[EXERCISE INPUTS Boundary: Start]
PR #1197, opened 2025-02-08
Simplify `getproperty` for `Cholesky*`

dkarrasch:


stevengj (approved):

stevengj:
LGTM.  (Seems like both previous and new versions are type-unstable, but not sure how to fix that without putting `uplo` as a type parameter.)

dkarrasch:
Yes, this is as good/bad as it always was. It just makes the outer wrapper explicit. Before, it was implicitly changed by the outer adjoint.

PR #798, opened 2016-06-30
owner_events is now true when grabbing the pointer

### LINKED ISSUE #696: Mouse Grabbing and MouseMoved Event
I'm not sure that it is right, that there are no MouseMoved Events, while the Mouse is grabbed?

Only tested on x11

See grabbing.rs example

mraof:
Fixes #696


tomaka:
Thanks

PR #800, opened 2016-07-04
x11: handle X11's multi-key, a.k.a compose key.

emilio:
This is needed for servo to land non-qwerty keyboard support.

r? @tomaka


tomaka:
Why is that a separate event and not a virtual key?

emilio:
What do you mean? It's an x keycode, and I added it as a `VirtualKeyCode` enum variant.

I'm not sure if it's X-specific, unfortunately. I'd expect wayland to also have something like this at least, and probably OSX too, but I haven't got machines to test.

tomaka:
Humm I think I'm becoming crazy.

PR #804, opened 2016-08-17
Added two more PartialEq's

VictorKoenders:


tomaka:
It doesn't really make sense to have an order for mouse cursors and mouse states.

VictorKoenders:
I'm my project I have a desired_cursor_state and i check if that's different from my dirt current cursor state.

Is there a reason to not make them PartialEq?

tomaka:
Oh I misread this as `PartialOrd`, sorry.

PR #806, opened 2016-08-21
Add support to Linux headless implementation for specifying OpenGL version.

glennw:
This allows creation of GL3+ headless OSMesa contexts on Linux.


tomaka:
What happens if I request OpenGL 6.2? Will it panic?

glennw:
It will return the same error as it previously did when context creation fails (https://github.com/tomaka/glutin/pull/806/files#diff-0c4e87795d81babd64a9dd953c4a9590R103)

PR #816, opened 2016-10-08
Emscripten fix

badboy:
As I'm currently trying out more and more emscripten things, I rely on glutin & glium for graphic things.
Here are some minimal changes necessary to make it compile and usable.


tomaka:
Thanks!

PR #818, opened 2016-10-14
Fix X11 WaitEventsIterator busy loop

jwilm:
Certain events were not being checked for in the PollEventsIterator
and would be left in the X11 queue forever. XPeekEvent in the
WaitEventsIterator would never block because an item was still in the
queue causing a busy loop. The problem is solved by using XNextEvent
in PollEventsIterator with a check to make sure it will never block.

I added the log crate for debugging, but realize now that you might not want it in glutin. Lmk if you want it removed or feel free to patch on top of this.

### DIFF
--- a/src/api/x11/window.rs
+++ b/src/api/x11/window.rs
@@ -181,18 +181,26 @@ impl<'a> Iterator for PollEventsIterator<'a> {
             }
 
             let mut xev = unsafe { mem::uninitialized() };
-            let res = unsafe { (xlib.XCheckMaskEvent)(self.window.x.display.display, -1, &mut xev) };
 
-            if res == 0 {
-                let res = unsafe { (xlib.XCheckTypedEvent)(self.window.x.display.display, ffi::ClientMessage, &mut xev) };
-
-                if res == 0 {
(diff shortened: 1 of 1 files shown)


src/api/x11/window.rs
```diff
@@ -181,18 +181,29 @@ impl<'a> Iterator for PollEventsIterator<'a> {
...
+            // types of out the queue to prevent busy looping when there's an
+            // event of another type glutin doesn't care about.
+            unsafe {
+                let count = (xlib.XPending)(self.window.x.display.display);
+                if count == 0 {
+                    return None;
                 }
-            }
+
+                let res = (xlib.XNextEvent)(
```
tomaka: Nit: everything should be on the same line.

tomaka:
Thanks for the PR.

Please remove the `log` and `bitflags` crate however.

jwilm:
Oh, didn't realize bitflags wasn't for this patch :laughing:. I originally built this on top of another branch with some other features..

Anyway, fixed both the nit and the extra deps. Should be good to go.

jwilm:
Should I redirect this PR over to winit?

tomaka:
@jwilm Yes please

PR #822, opened 2016-11-02
Implement display info for Android.

wvdschel:
To be used as example code for reviewing https://github.com/tomaka/android-rs-glue/pull/116/commits/9986312ba1634cb771aa62ee71767fdf5f445452


francesca64:
If you're still interested, this would have to be moved to [winit](https://github.com/tomaka/winit). Though, is this blocked by tomaka/android-rs-glue#116?

PR #831, opened 2016-11-24
Remove assertions now that macOS window constraints are implemented.

frewsxcv:
As per https://github.com/tomaka/winit/pull/89


tomaka:
These asserts should have been removed earlier.

PR #832, opened 2016-11-24
Always set the swap interval on GLX

jrmuizel:
This matches the behaviour of the WGL backend and allows
toggling vsync in situations where the swap interval defaults
to 1

### DIFF
--- a/src/api/glx/mod.rs
+++ b/src/api/glx/mod.rs
@@ -228,50 +228,49 @@ impl<'a> ContextPrototype<'a> {
             },
         };
 
+        let interval = if self.opengl.vsync { 1 } else { 0 };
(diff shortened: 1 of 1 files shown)


tomaka:
The problem is that "system default" should be a valid option as well.

This has been something that I've wanted to change for some time. In my opinion the `vsync` option should be an enum with three variants (enabled, disabled, system default).

jrmuizel:
So when I first tested this I must have made a mistake because it doesn't actually work. 0 is not a valid value to pass to SwapIntervalSGI and the mesa drivers don't support SwapIntervalExt. The only way to disable vsync with mesa is through SwapIntervalMESA.

Issue #839, opened 2016-12-15
Integrate with `winit`


kvark:
I want the following chain of conversions to be accessible:
`winit::WindowBuilder` -> `glutin::WindowBuilder` -> `glutin::Window` -> `winit::Window`

The first link is needed for the window constructors to have a unified interface: getting `winit::WindowBuilder` on the input and working from it.

The last link is needed for the window-agnostic frameworks/apps, which just get `winit::Window` and from it use the events as well as `swap_buffers`.

This is a blocker for https://github.com/gfx-rs/gfx/issues/907
cc @ozkriff

Plasticcaz:
I'm looking for something to do, maybe I'll have a go at this.

kvark:
@Plasticcaz thanks for taking a bite at it!
If the work is non trivial, and you'd like to get the feedback sooner rather than later, then please by all means submit a PR with [WIP] before the name.

Plasticcaz:
Thanks... 

Looking at src/platform and src/api/android, it's obvious to me how I could easily expose winit_window from a window in Windows, Android, and MacOS, but I'm not sure with the other platforms... 

Linux appears to not keep the winit window... It looks like it takes what it needs, and then throws it out.

francesca64:
Is this still an issue?

kvark:
I believe we are happy now :)

PR #840, opened 2016-12-18
Integrate with `winit'

Plasticcaz:
This is an attempt at solving issue #839. 

So far, I have added a 'constructor' method on glutin::WindowBuilder that takes in a winit::WindowBuilder.

I also have put methods on the Window structs for Windows, MacOS, and Android to convert a Window into a winit::Window. I am unsure how to achieve this on Linux, as the Linux platform code does not appear to keep a winit::Window inside its Window struct.

Another thing that needs to be taken into consideration is that currently the methods to get the winit::Window from the platform Window consume the platform Window. I am unsure if this is the desired behavior or not, as I am not familiar with the exact reasons we did this.

These changes were by no means difficult, but I appreciate being allowed to make them.

Please let me know any points I missed, or anything I should do differently.

### DIFF
--- a/src/api/android/mod.rs
+++ b/src/api/android/mod.rs
@@ -33,25 +33,23 @@ pub struct PlatformSpecificWindowBuilderAttributes;
 pub struct PlatformSpecificHeadlessBuilderAttributes;
 
 impl Window {
-    pub fn new(
-        _: &WindowAttributes,
-        pf_reqs: &PixelFormatRequirements,
-        opengl: &GlAttributes<&Window>,
-        _: &PlatformSpecificWindowBuilderAttributes,
-        winit_builder: winit::WindowBuilder,
-    ) -> Result<Window, CreationError> {
+    pub fn new(_: &WindowAttributes,
+               pf_reqs: &PixelFormatRequirements,
+               opengl: &GlAttributes<&Window>,
+               _: &PlatformSpecificWindowBuilderAttributes,
+               winit_builder: winit::WindowBuilder)
+               -> Result<Window, CreationError> {
         let winit_window = winit_builder.build().unwrap();
         let opengl = opengl.clone().map_sharing(|w| &w.context);
         let native_window = unsafe { android_glue::get_native_window() };
         if native_window.is_null() {
             return Err(OsError(format!("Android's native window is null")));
         }
-        let context = try!(EglContext::new(
-            egl::ffi::egl::Egl,
-            pf_reqs,
-            &opengl,
-            egl::NativeDisplay::Android
-        ).and_then(|p| p.finish(native_window as *const _)));
+        let context = try!(EglContext::new(egl::ffi::egl::Egl,
+                                           pf_reqs,
+                                           &opengl,
+                                           egl::NativeDisplay::Android)
+            .and_then(|p| p.finish(native_window as *const _)));
         Ok(Window {
             context: context,
             winit_window: winit_window,
@@ -111,6 +109,11 @@ impl Window {
 
     pub unsafe fn platform_display(&self) -> *mut libc::c_void {
         self.winit_window.platform_display()
+    }
+
+    #[inline]
+    pub fn winit_window(self) -> winit::Window {
+        self.winit_window
     }
 
     pub unsafe fn platform_window(&self) -> *mut libc::c_void {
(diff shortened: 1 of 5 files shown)


tomaka:
Thanks for the PR.

- I'm not a fan of sneaking code style changes in other PRs. I've been accepting a bit everything since I've always thought that eventually rustfmt would come and solve everything. But time passes and rustfmt still isn't an acceptable solution. Anyway, two thirds of your PR are code style changes, I'm still going to accept it but it crosses a bit the line.

- The Linux window is here: https://github.com/tomaka/glutin/blob/master/src/platform/linux/api_dispatch.rs#L23

- `to_winit_window` should be named `into_winit_window` because you're taking ownership of the window.

- The PR also needs `as_winit_window` that takes a `&self` and returns a reference to the window.

- You also need to add the two functions to the `Window` function at the root of the crate.

Plasticcaz:
Yeah, I apologize. I have rustfmt on autorun-on-save in Visual Studio code. I did notice the style changes after I committed.

I shall make the other changes you suggested.

Plasticcaz:
I have made the changes you have suggested, but there is one thing that is giving me a "What on Earth moment.

`
pub fn into_winit_window(self) -> winit::Window {
    self.window.into_winit_window()
}
`
The above method on the Window struct in src/window.rs is giving me a strange error. It is telling me that I "Cannot move out of borrowed content", which is strange, because I don't see any borrowing going on in that function.

I am developing on Windows, so I double checked that I didn't make window.into_winit_window() borrow self, and I don't, so I think it's safe to assume that the function call does not result in a borrow. I admit I'm a bit stumped.

Do we need the ability to take ownership of the winit::Window, @kvark?

mitchmindtree:
@Plasticcaz I think the error you're getting is because `window` is still owned by `self` when attempting to call the `self.window.into_winit_window()` method. If you do something along these lines it should work:

```rust
pub fn into_winit_window(self) -> winit::Window {
    let Window { window, .. } = self;
    window.into_winit_window()
}
```

Plasticcaz:
@mitchmindtree, I appreciate the advice. I wasn't aware that we had struct deconstruction like that. I guess I've never had to use it until now. I tried that, but it's still giving me the borrow error.

`
pub fn into_winit_window(self) -> winit::Window {
        let Window { window } = self;
        window.into_winit_window()
}
`

If you look into the platform window's implementation of into_winit_window(), you'll see that I simply return self.winit_window, and the compiler throws the rest of the fields away automatically, I guess:

`
    // in src/platform/windows/window.rs:89 in my latest commit
    pub fn into_winit_window(self) -> winit::Window {
        self.winit_window
`
This is really confusing me. I thought I had a good handle on borrow rules, and that tackling this issue, was probably too easy for me, lol.

kvark:
Fyi, I don't need ownership. A mutable borrow would be sufficient.

mitchmindtree:
Ah I just realised my advice is totally unnecessary. I tested `self.window.into_winit_window()` and it seems to work fine for me. I thought rustc wasn't smart enough to infer that this move is OK but I was wrong.

@Plasticcaz I just tested your fork and it seems to work fine for me when I remove the `unimplemented!()` and re-add your commented code at src/window.rs line 483.

Plasticcaz:
That's weird. I just realized I'm running Rustc 1.12 (64 bit msvc) on this machine. The latest is 1.13 isn't it? Maybe that is the cause of the error I was getting?

Anyway, as @kvark has stated he doesn't need ownership of the winit window, I don't think it's worth investigating further in this instance.

kvark:
Please use the standard Rust mechanisms of type casting: `AsRef/AsRefMut`.

Plasticcaz:
So, you want me to return self.winit_window.as_ref() instead of &self.winit_window, @kvark?

kvark:
@Plasticcaz no, I want you to implement `AsRef<winit::Window>` and `AsMut<winit::Window>` instead of having the separate methods like `as_winit_window` or `as_winit_window_mut`

tomaka:
Err. I liked that these methods are a bit "hidden".
I wanted to add a big warning saying how the user must specifically use winit 0.x in order for it to work and that the situation will improve when private/shared dependencies are added to Cargo.

Plasticcaz:
Ah, so implement the traits on the window type... I see.

@tomaka are you saying we shouldn't do that?

Also if I'm keeping the methods, I should put a warning that the user should use the same version of winit that glutin is using?

kvark:
@tomaka if you want to make them less visible, you could have your own `AsWindow` trait or something

kvark:
@tomaka ping. I think this is stalled, and is awaiting your reaction

tomaka:
Well I didn't consider merging since it's still marked as `[WIP]`, but otherwise it looks good.

kvark:
@tomaka I believe it's not clear what to do with `as_winit_window`. I suggested to implement `AsRef<winit::Window>`, and you expressed a concern that this is a bit too exposed. So I suggested having `glutin::AsWindow` trait. So, what would you prefer?

Plasticcaz:
Yeah, I was waiting on @tomaka's input on what you asked for, @kvark.

tomaka:
I prefer the way it currently is.

Plasticcaz:
If that's the way it is, then we can consider this no longer WIP.

I'll still check back tomorrow.

Thanks for allowing me to make these simple changes. I feel like I've learned a little about the process of making pull requests and working on a library, even if the changes were basically trivial.

kvark:
@tomaka you must be kidding me... What difference does it make for you to have `as_winit_window` in any generic way (either through `AsRef/AsMut`, or your own `AsWindow`)? You are not going to be using this PR's logic, I get it, but since you did bother to at least respond here, why not make this at least satisfy our needs, especially since it's not actually you doing the code (thanks @Plasticcaz).

tomaka:
If someone writes `fn foo<T: AsRef<winit::Window>>(t: &T) {}` in order to match `Arc<Window>` or `&Window`, I don't want it to automatically match a glutin window.

kvark:
@tomaka 
  1. in what use case would matching `glutin::Window` to `winit::Window` be harmful?
  2. what's wrong with proposed `AsWindow` trait?

tomaka:
1. It can be harmful if the user tries to use for example Vulkan on a glutin window.
But that's not the primary reason. The primary reason is this problem where the user uses a different version of winit than glutin does. I want the conversion to a winit window to be explicit and not implicit.

2. Nothing wrong with it, but I don't think it's better than a regular method either. It's specifically the semantics of using `AsRef` that I want to avoid.

PR #843, opened 2017-01-06
Create winit window with correct XVisual and screen when using X11

rerion:
My attempt at solving tomaka/glutin#834
See also tomaka/winit#106

### DIFF
--- a/Cargo.toml
+++ b/Cargo.toml
@@ -14,7 +14,7 @@ build = "build.rs"
 lazy_static = "0.2.0"
 libc = "0.2"
 shared_library = "0.1.0"
-winit = { git = "https://github.com/rerion/winit" }
+winit = "0.5.7"
 
 [build-dependencies]
 gl_generator = "0.5"
--- a/Cargo.toml
+++ b/Cargo.toml
@@ -14,7 +14,7 @@ build = "build.rs"
 lazy_static = "0.2.0"
 libc = "0.2"
 shared_library = "0.1.0"
-winit = "0.5.6"
+winit = { git = "https://github.com/rerion/winit" }
 
 [build-dependencies]
 gl_generator = "0.5"
--- a/src/platform/linux/api_dispatch.rs
+++ b/src/platform/linux/api_dispatch.rs
@@ -1,5 +1,6 @@
 use libc;
 use winit;
+use wayland_client;
 
 use ContextError;
 use CreationError;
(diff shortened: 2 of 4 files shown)


src/platform/linux/x11.rs
```diff
@@ -109,10 +110,20 @@ impl Window {
...
-    ) -> Result<Window, CreationError> {
-        let display = winit_window.get_xlib_xconnection().unwrap();
-        let screen_id = winit_window.get_xlib_screen_id().unwrap() as _;
+        winit_builder: winit::WindowBuilder,
+    ) -> Result<(Window, winit::Window), CreationError> {
+        use api::glx::ffi::Xlib;
+        use winit::NativeMonitorId;
+
+        let xlib = Xlib::open().unwrap();
+        let display = unsafe { (xlib.XOpenDisplay)(ptr::null()) };
```
tomaka: We should gather the X display from winit instead of opening one here. This would require a new function in winit.

src/platform/linux/x11.rs
```diff
@@ -109,10 +110,20 @@ impl Window {
     pub fn new(
         pf_reqs: &PixelFormatRequirements,
         opengl: &GlAttributes<&Window>,
-        winit_window: &winit::Window,
-    ) -> Result<Window, CreationError> {
-        let display = winit_window.get_xlib_xconnection().unwrap();
-        let screen_id = winit_window.get_xlib_screen_id().unwrap() as _;
+        winit_builder: winit::WindowBuilder,
+    ) -> Result<(Window, winit::Window), CreationError> {
+        use api::glx::ffi::Xlib;
```
tomaka: Please put imports at the top of the file, not inside functions.

src/platform/linux/api_dispatch.rs
```diff
@@ -75,33 +76,39 @@ impl Window {
...
-            let opengl = opengl.clone().map_sharing(|w| match w.display_server {
-                DisplayServer::Wayland(ref w) => w,
-                _ => panic!()       // TODO: return an error
-            });
-            DisplayServer::Wayland(try!(wayland::Window::new(
-                pf_reqs,
-                &opengl,
-                &winit_window,
-            )))
+        let window = match wayland_client::default_connect() {
```
tomaka: This is not a great solution, but I guess I'll accept it for now.

Cargo.toml
```diff
@@ -14,7 +14,7 @@ build = "build.rs"
 lazy_static = "0.2.0"
 libc = "0.2"
 shared_library = "0.1.0"
-winit = "0.5.6"
+winit = { git = "https://github.com/rerion/winit" }
```
tomaka: Don't forget to change this.

src/platform/linux/x11.rs
```diff
@@ -172,19 +183,25 @@ impl Window {
                     template.visualid = p.get_native_visual_id() as ffi::VisualID;
 
                     let mut num_visuals = 0;
-                    let vi = (display.xlib.XGetVisualInfo)(display.display, ffi::VisualIDMask,
+                    let vi = (xlib.XGetVisualInfo)(display, ffi::VisualIDMask,
                                                            &mut template, &mut num_visuals);
-                    display.check_errors().expect("Failed to call XGetVisualInfo");
+                    // display.check_errors().expect("Failed to call XGetVisualInfo");
```
tomaka: Don't forget to uncomment this.

src/platform/linux/x11.rs
mitchmindtree: @tomaka Interesting, I quite like this style as it tends to clarify where the import is actually used. That said, it can be annoying to refactor to the top level in the case that it's used in more than one function, so I can see how some would prefer to always import at the top.

rerion:
I've made some changes. How does it look now? 
As to `match wayland_client::default_connect()` this is pretty much how winit chooses which backend to use. The only other thing that comes to my mind is instead of replicating that behaviour query ask winit which backend is in use, but that would require another function in winit, I think.
Also I can't change the dependancy before changes from tomaka/winit#106 are released.

tomaka:
> As to match wayland_client::default_connect() this is pretty much how winit chooses which backend to use. The only other thing that comes to my mind is instead of replicating that behaviour query ask winit which backend is in use, but that would require another function in winit, I think.

Yeah that's what I was thinking.
We may want to change how winit chooses its backend in the future, and it's bad if glutin decides to use x11 while winit used wayland for example.

But as I said this should be fixed later.

Issue #389, opened 2016-05-20
Checkpoint crash/hang-up with application that opens more than 1024 file-descriptors


rohgarg:
An issue arises due to the use of `select()` call in `jalib::JMultiSocketProgram::monitorSockets()`, which
is called at checkpoint time. The end result is random hang-ups/crashes. The root cause is the buffer overflows caused by the `FD_{SET|CLR|ISSET}`macros in glibc. However, note that, according to the man page, it's the application's responsibility to ensure that these macros are not called for a file-descriptor that is larger than `FD_SETSIZE`, which is typically 1024 in most implementations.

> Executing FD_CLR() or FD_SET() with a value of fd that is negative or is equal to or larger than FD_SETSIZE will result in undefined behavior.

Also, note the following from the man page:

> POSIX  allows  an implementation to define an upper limit, advertised via the constant FD_SETSIZE, on the range of file descriptors that can be specified in a file descriptor set. The Linux kernel imposes no fixed limit, but the glibc implementation makes fd_set a fixed-size type, with FD_SETSIZE defined as 1024, and the FD_*() macros operating according to that limit.  

The solution is to change the implementation to use `poll()` or `epoll()`.

rohgarg:
Fixed via #390.

PR #390, opened 2016-05-21
monitorSockets: Re-implement using poll()

rohgarg:
This patch fixes an issue (#389) with the `monitorsockets()` function that
would result in a buffer overflow at checkpoint time for applications
that open many file descriptors (> 1024). The issue arises due to
the use of `select()` call.  The root cause for the buffer overflows
is the implementation of `FD_{SET|CLR|ISSET}` macros in glibc. However,
according to the man page, it's the application's responsibility to ensure
that these macros are not called for a file-descriptor that is larger than
FD_SETSIZE, which is typically 1024 in most implementations.

The fix here is to re-implement the function using `poll()`, which scales
better than `select()`.

### DIFF
--- a/jalib/jsocket.cpp
+++ b/jalib/jsocket.cpp
@@ -32,6 +32,7 @@
 #include <string.h>
 #include <unistd.h>
 #include <errno.h>
+#include <poll.h>
 #include <algorithm>
 #include <set>
 #include <typeinfo>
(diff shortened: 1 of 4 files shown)


jalib/jsocket.cpp
```diff
@@ -685,37 +553,41 @@ void jalib::JMultiSocketProgram::monitorSockets ( double dblTimeout )
     //  completion, they then return to monitorSockets() to wait for more
     //  work to do.  dmtcp_coordinator.cpp also describes some of this logic.
     //this will block till we have some work to do
-    int retval = jalib::select ( maxFd+1, &rfds, &wfds, NULL, timeout );
+    //int retval = jalib::select ( numFds+1, &rfds, &wfds, NULL, timeout );
```
karya0: Stale?

jalib/jsocket.cpp
```diff
@@ -585,34 +461,31 @@ void jalib::JMultiSocketProgram::monitorSockets ( double dblTimeout )
...
-      if ( _listenSockets[i].isValid() )
-      {
-        FD_SET ( _listenSockets[i].sockfd(), &rfds );
-        maxFd = std::max ( maxFd,_listenSockets[i].sockfd() );
-      }
-      else
-      {
+    for ( i=0; i<_listenSockets.size(); ++i ) {
+      if ( _listenSockets[i].isValid() ) {
+        numFds += 1;
```
karya0: We can get rid of numFds and use fds.size() instead.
[EXERCISE INPUTS Boundary: End]
> **EXERCISE DIRECTIONS**
The response should consist of the number of lines in the data that hold the word "finish", with nothing added.

> **REPLY**
2